Schülerinnen verkauften selbstgemachte Waffeln und spendeten den Erlös von 150 Euro an den Tierschutzverein. Zwei Schüler organisierten sogar beim Reither Dorffest ein Dosenwerfen und sammelten dabei mehr als 500 Euro für den Verein.

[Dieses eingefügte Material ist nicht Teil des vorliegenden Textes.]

Issue #567, opened 2018-11-20
Buckets.  We need Buckets.


jMyles:
Currently, we have just a single bucket for nodes - `known_nodes`. 

But we need to bucket them separately.  Nodes that are palpably offline don't belong in this bucket.  Nor do those whose metadata is out of date.  Or probably even those who have a known-but-out-of-date fleet state.

KPrasch:
Guess I better roll up my sleeves!  I'd like to work on this Issue this week since I anticipate it will need several iterations for a minimum viable solution.

cygnusv:
Moved to Mainnet month 1 milestone
```
dnunez Today at 5:36 PM
what if we go to mainnet without buckets? @jMyles @kprasch I don't immediately see it's urgent, but I admit I don't fully understand the extend os this issue
jMyles Today at 5:37 PM
@dnunez: It's an option worth considering.  It can be introduced later.  It makes me a little uncomfortable, but it won't be a complete disaster.
```

KPrasch:
Finally I'm going to close this issue since it has grown to be too broad and is partially fixed since nodes now track a verification state of each peer effectively creating two "buckets".  Any additional buckets represent enhancements and optimizations for stability/performance/accuracy.  Related to #355

PR #1520, opened 2019-12-08
Tolerate non-staking nodes in storages; Handle NotStaking in learning

### LINKED ISSUE #1519: Non-staking nodes in storage cause crash
When reading a node from persistent storage that is no longer staking, The uncaught exception `NotStaking` is raised leading to a crash and preventing nodes from starting up.

``` 
 File "/home/ubuntu/.local/lib/python3.6/site-packages/nucypher/network/nodes.py", line 1059, in validate_worker
    raise self.NotStaking(f"Staker {self.checksum_address} is not staking")
nucypher.network.nodes.NotStaking: Staker 0x980fFE805d00E7C446E33C9b4240CDaE5697Bf4A is not staking
```

KPrasch:
Fixes #1519 - Patch to fix unhandled `NotStaking` exception raised in `Learner.remember_node`

Related to https://github.com/nucypher/nucypher/issues/567

### DIFF
--- a/nucypher/network/nodes.py
+++ b/nucypher/network/nodes.py
@@ -440,11 +440,18 @@ class Learner:
                              network_middleware=self.network_middleware,
                              registry=self.registry)  # composed on character subclass, determines operating mode
         except SSLError:
-            return False  # TODO: Bucket this node as having bad TLS info - maybe it's an update that hasn't fully propagated?
+            # TODO: Bucket this node as having bad TLS info - maybe it's an update that hasn't fully propagated?
+            return False
 
         except NodeSeemsToBeDown:
             self.log.info("No Response while trying to verify node {}|{}".format(node.rest_interface, node))
-            return False  # TODO: Bucket this node as "ghost" or something: somebody else knows about it, but we can't get to it.
+            # TODO: Bucket this node as "ghost" or something: somebody else knows about it, but we can't get to it.
+            return False
+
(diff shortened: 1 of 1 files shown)


nucypher/network/nodes.py
```diff
@@ -440,11 +440,17 @@ def remember_node(self, node, force_verification_check=False, record_fleet_state
...
 
         except NodeSeemsToBeDown:
             self.log.info("No Response while trying to verify node {}|{}".format(node.rest_interface, node))
-            return False  # TODO: Bucket this node as "ghost" or something: somebody else knows about it, but we can't get to it.
+            # TODO: Bucket this node as "ghost" or something: somebody else knows about it, but we can't get to it.
+            return False
+
+        except node.NotStaking:
+            # TODO: Bucket this node as inactive, and potentially safe to forget.
+            self.log.info(f'Staker:Worker {node.checksum_address}:{node.worker_address} is not actively staking, skipping.')
```
derekpierre: Do you need to return False, so that the node isn't saved?

KPrasch: Yes - Good catch!

KPrasch: :heavy_check_mark:

KPrasch:
@michwill > So, no need to remove the node metadata when this is merged?

Nope - its back compatible.  This will tolerate even existing non-staking nodes on users disks.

Der Tierschutzverein lud Kinder und Jugendliche zu einem Ausflug zum Gut Aiderbichl ein.
Einladung zum Gut Aiderbichl
Auch die Arbeit mit Kindern und Jugendlichen ist dem Tierschutzverein Kitzbühel ein großes Anliegen. Deshalb finanzierte der Verein auch heuer eine Fahrt zum Gut Aiderbichl und lud dazu Kinder der Montessori-Schule in St. Johann sowie der Mittelschule Kitzbühel ein.
Dort können die Kinder zahlreiche gerettete Tiere kennenlernen und mehr über deren Geschichten erfahren. „Die Kinder sind unglaublich wissbegierig. Man muss ihnen nur spannende Themen näherbringen“, sagt Rauchenecker. Der Verein sehe darin eine wichtige Investition in die Zukunft: „Die Kinder sind die Tierschützer von morgen.“

Franz Josef und Mattheus vor ihrer Hütte am Reither Dorffest.
Hilfe weiterhin notwendig
Trotz aller Herausforderungen blickt der Tierschutzverein Kitzbühel positiv in die Zukunft. Die Hilfsbereitschaft in der Bevölkerung sei groß. Gleichzeitig bittet sie alle Tierfreunde, den Verein weiterhin zu unterstützen – sei es durch Spenden, Pflegeplätze oder einfach dadurch, verletzte Tiere rasch zu den zuständigen Stellen zu bringen. Denn oft entscheiden wenige Stunden über Leben und Tod.
„Ohne tierliebende Menschen, die uns finanziell oder durch ihren persönlichen Einsatz unterstützen, könnten wir diese wichtige Arbeit nicht leisten“, betont Inge. „Jede Hilfe kommt unmittelbar den Tieren zugute und trägt dazu bei, dass wir auch weiterhin für sie da sein können.“

Mattheus übergab die Spenden des Projektes „Dosenwerfen“ an Inge Rauchenecker.